:: WHAT THIS TASK INVOLVES ::
Below are some records; retype all of them exactly.

:: RECORDED DATA ::
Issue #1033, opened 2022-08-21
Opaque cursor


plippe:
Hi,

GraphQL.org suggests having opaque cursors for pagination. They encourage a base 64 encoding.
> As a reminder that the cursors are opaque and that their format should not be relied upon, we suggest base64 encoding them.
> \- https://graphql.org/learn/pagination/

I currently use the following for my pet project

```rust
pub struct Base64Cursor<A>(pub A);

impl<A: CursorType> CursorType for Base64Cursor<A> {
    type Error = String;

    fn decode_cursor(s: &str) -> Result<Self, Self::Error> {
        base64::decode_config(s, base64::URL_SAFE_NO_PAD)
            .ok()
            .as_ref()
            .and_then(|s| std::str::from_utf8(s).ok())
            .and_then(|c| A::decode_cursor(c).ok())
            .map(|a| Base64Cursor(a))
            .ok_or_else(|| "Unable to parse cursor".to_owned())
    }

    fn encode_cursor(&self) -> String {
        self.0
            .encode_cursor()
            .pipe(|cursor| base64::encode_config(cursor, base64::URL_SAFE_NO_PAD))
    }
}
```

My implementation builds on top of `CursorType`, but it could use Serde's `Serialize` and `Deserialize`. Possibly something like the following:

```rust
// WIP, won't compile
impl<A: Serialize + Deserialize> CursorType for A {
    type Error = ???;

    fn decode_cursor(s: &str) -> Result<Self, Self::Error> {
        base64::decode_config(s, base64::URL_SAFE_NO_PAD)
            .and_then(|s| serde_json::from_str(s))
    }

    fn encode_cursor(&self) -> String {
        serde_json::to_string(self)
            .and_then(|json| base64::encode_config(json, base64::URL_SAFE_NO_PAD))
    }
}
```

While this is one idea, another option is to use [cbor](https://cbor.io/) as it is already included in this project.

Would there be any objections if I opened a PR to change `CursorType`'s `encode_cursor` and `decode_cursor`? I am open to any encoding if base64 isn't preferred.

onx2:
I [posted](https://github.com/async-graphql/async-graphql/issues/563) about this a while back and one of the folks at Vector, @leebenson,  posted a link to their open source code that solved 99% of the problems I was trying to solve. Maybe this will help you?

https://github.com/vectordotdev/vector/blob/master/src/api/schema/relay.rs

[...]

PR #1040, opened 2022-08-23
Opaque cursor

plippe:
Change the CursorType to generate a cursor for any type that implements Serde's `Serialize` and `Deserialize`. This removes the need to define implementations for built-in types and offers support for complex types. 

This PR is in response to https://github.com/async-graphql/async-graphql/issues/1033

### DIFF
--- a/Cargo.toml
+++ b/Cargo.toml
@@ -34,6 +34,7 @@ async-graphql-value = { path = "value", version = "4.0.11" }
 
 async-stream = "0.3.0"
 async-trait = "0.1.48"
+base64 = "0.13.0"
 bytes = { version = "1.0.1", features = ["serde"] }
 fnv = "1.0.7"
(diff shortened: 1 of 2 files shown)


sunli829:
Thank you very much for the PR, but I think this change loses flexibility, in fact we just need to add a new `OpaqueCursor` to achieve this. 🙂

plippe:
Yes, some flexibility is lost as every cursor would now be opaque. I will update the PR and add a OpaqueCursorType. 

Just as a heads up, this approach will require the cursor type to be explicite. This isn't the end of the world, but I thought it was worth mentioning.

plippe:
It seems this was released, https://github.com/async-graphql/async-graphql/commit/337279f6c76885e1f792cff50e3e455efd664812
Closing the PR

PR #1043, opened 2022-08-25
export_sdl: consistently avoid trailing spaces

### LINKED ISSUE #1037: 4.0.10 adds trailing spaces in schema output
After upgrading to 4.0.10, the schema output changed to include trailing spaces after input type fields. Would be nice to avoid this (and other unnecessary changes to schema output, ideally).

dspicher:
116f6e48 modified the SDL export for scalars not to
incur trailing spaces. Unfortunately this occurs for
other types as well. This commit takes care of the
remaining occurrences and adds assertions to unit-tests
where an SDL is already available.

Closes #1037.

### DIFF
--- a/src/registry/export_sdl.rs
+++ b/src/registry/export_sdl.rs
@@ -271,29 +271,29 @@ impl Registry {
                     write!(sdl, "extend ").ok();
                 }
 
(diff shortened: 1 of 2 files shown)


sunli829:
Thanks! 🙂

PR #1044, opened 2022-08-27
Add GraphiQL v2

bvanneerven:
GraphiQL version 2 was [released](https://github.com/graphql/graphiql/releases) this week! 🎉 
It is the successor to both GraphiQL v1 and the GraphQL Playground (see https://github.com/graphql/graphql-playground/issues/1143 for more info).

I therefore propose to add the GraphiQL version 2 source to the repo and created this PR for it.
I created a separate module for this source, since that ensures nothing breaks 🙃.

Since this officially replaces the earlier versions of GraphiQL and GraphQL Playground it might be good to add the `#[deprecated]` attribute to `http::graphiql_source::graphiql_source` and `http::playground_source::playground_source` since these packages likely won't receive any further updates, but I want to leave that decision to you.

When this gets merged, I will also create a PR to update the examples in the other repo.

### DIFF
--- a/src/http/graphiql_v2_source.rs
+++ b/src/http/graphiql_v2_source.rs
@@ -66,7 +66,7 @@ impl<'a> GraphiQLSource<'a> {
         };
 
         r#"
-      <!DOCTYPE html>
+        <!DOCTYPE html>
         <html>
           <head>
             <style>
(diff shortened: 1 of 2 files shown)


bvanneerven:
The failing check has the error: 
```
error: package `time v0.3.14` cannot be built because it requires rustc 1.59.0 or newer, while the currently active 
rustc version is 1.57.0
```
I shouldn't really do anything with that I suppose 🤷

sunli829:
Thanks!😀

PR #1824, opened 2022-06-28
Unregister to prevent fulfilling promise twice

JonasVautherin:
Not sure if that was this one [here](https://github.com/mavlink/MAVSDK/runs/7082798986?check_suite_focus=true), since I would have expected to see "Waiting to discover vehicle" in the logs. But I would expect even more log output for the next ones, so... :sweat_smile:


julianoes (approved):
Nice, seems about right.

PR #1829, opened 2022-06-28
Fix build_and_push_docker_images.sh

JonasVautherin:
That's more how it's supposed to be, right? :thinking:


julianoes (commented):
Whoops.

:: SOLUTION ::
Issue #1033, opened 2022-08-21
Opaque cursor


plippe:
Hi,

GraphQL.org suggests having opaque cursors for pagination. They encourage a base 64 encoding.
> As a reminder that the cursors are opaque and that their format should not be relied upon, we suggest base64 encoding them.
> \- https://graphql.org/learn/pagination/

I currently use the following for my pet project

```rust
pub struct Base64Cursor<A>(pub A);

impl<A: CursorType> CursorType for Base64Cursor<A> {
    type Error = String;

    fn decode_cursor(s: &str) -> Result<Self, Self::Error> {
        base64::decode_config(s, base64::URL_SAFE_NO_PAD)
            .ok()
            .as_ref()
            .and_then(|s| std::str::from_utf8(s).ok())
            .and_then(|c| A::decode_cursor(c).ok())
            .map(|a| Base64Cursor(a))
            .ok_or_else(|| "Unable to parse cursor".to_owned())
    }

    fn encode_cursor(&self) -> String {
        self.0
            .encode_cursor()
            .pipe(|cursor| base64::encode_config(cursor, base64::URL_SAFE_NO_PAD))
    }
}
```

My implementation builds on top of `CursorType`, but it could use Serde's `Serialize` and `Deserialize`. Possibly something like the following:

```rust
// WIP, won't compile
impl<A: Serialize + Deserialize> CursorType for A {
    type Error = ???;

    fn decode_cursor(s: &str) -> Result<Self, Self::Error> {
        base64::decode_config(s, base64::URL_SAFE_NO_PAD)
            .and_then(|s| serde_json::from_str(s))
    }

    fn encode_cursor(&self) -> String {
        serde_json::to_string(self)
            .and_then(|json| base64::encode_config(json, base64::URL_SAFE_NO_PAD))
    }
}
```

While this is one idea, another option is to use [cbor](https://cbor.io/) as it is already included in this project.

Would there be any objections if I opened a PR to change `CursorType`'s `encode_cursor` and `decode_cursor`? I am open to any encoding if base64 isn't preferred.

onx2:
I [posted](https://github.com/async-graphql/async-graphql/issues/563) about this a while back and one of the folks at Vector, @leebenson,  posted a link to their open source code that solved 99% of the problems I was trying to solve. Maybe this will help you?

https://github.com/vectordotdev/vector/blob/master/src/api/schema/relay.rs

[...]

PR #1040, opened 2022-08-23
Opaque cursor

plippe:
Change the CursorType to generate a cursor for any type that implements Serde's `Serialize` and `Deserialize`. This removes the need to define implementations for built-in types and offers support for complex types. 

This PR is in response to https://github.com/async-graphql/async-graphql/issues/1033

### DIFF
--- a/Cargo.toml
+++ b/Cargo.toml
@@ -34,6 +34,7 @@ async-graphql-value = { path = "value", version = "4.0.11" }
 
 async-stream = "0.3.0"
 async-trait = "0.1.48"
+base64 = "0.13.0"
 bytes = { version = "1.0.1", features = ["serde"] }
 fnv = "1.0.7"
(diff shortened: 1 of 2 files shown)


sunli829:
Thank you very much for the PR, but I think this change loses flexibility, in fact we just need to add a new `OpaqueCursor` to achieve this. 🙂

plippe:
Yes, some flexibility is lost as every cursor would now be opaque. I will update the PR and add a OpaqueCursorType. 

Just as a heads up, this approach will require the cursor type to be explicite. This isn't the end of the world, but I thought it was worth mentioning.

plippe:
It seems this was released, https://github.com/async-graphql/async-graphql/commit/337279f6c76885e1f792cff50e3e455efd664812
Closing the PR

PR #1043, opened 2022-08-25
export_sdl: consistently avoid trailing spaces

### LINKED ISSUE #1037: 4.0.10 adds trailing spaces in schema output
After upgrading to 4.0.10, the schema output changed to include trailing spaces after input type fields. Would be nice to avoid this (and other unnecessary changes to schema output, ideally).

dspicher:
116f6e48 modified the SDL export for scalars not to
incur trailing spaces. Unfortunately this occurs for
other types as well. This commit takes care of the
remaining occurrences and adds assertions to unit-tests
where an SDL is already available.

Closes #1037.

### DIFF
--- a/src/registry/export_sdl.rs
+++ b/src/registry/export_sdl.rs
@@ -271,29 +271,29 @@ impl Registry {
                     write!(sdl, "extend ").ok();
                 }
 
(diff shortened: 1 of 2 files shown)


sunli829:
Thanks! 🙂

PR #1044, opened 2022-08-27
Add GraphiQL v2

bvanneerven:
GraphiQL version 2 was [released](https://github.com/graphql/graphiql/releases) this week! 🎉 
It is the successor to both GraphiQL v1 and the GraphQL Playground (see https://github.com/graphql/graphql-playground/issues/1143 for more info).

I therefore propose to add the GraphiQL version 2 source to the repo and created this PR for it.
I created a separate module for this source, since that ensures nothing breaks 🙃.

Since this officially replaces the earlier versions of GraphiQL and GraphQL Playground it might be good to add the `#[deprecated]` attribute to `http::graphiql_source::graphiql_source` and `http::playground_source::playground_source` since these packages likely won't receive any further updates, but I want to leave that decision to you.

When this gets merged, I will also create a PR to update the examples in the other repo.

### DIFF
--- a/src/http/graphiql_v2_source.rs
+++ b/src/http/graphiql_v2_source.rs
@@ -66,7 +66,7 @@ impl<'a> GraphiQLSource<'a> {
         };
 
         r#"
-      <!DOCTYPE html>
+        <!DOCTYPE html>
         <html>
           <head>
             <style>
(diff shortened: 1 of 2 files shown)


bvanneerven:
The failing check has the error: 
```
error: package `time v0.3.14` cannot be built because it requires rustc 1.59.0 or newer, while the currently active 
rustc version is 1.57.0
```
I shouldn't really do anything with that I suppose 🤷

sunli829:
Thanks!😀

PR #1824, opened 2022-06-28
Unregister to prevent fulfilling promise twice

JonasVautherin:
Not sure if that was this one [here](https://github.com/mavlink/MAVSDK/runs/7082798986?check_suite_focus=true), since I would have expected to see "Waiting to discover vehicle" in the logs. But I would expect even more log output for the next ones, so... :sweat_smile:


julianoes (approved):
Nice, seems about right.

PR #1829, opened 2022-06-28
Fix build_and_push_docker_images.sh

JonasVautherin:
That's more how it's supposed to be, right? :thinking:


julianoes (commented):
Whoops.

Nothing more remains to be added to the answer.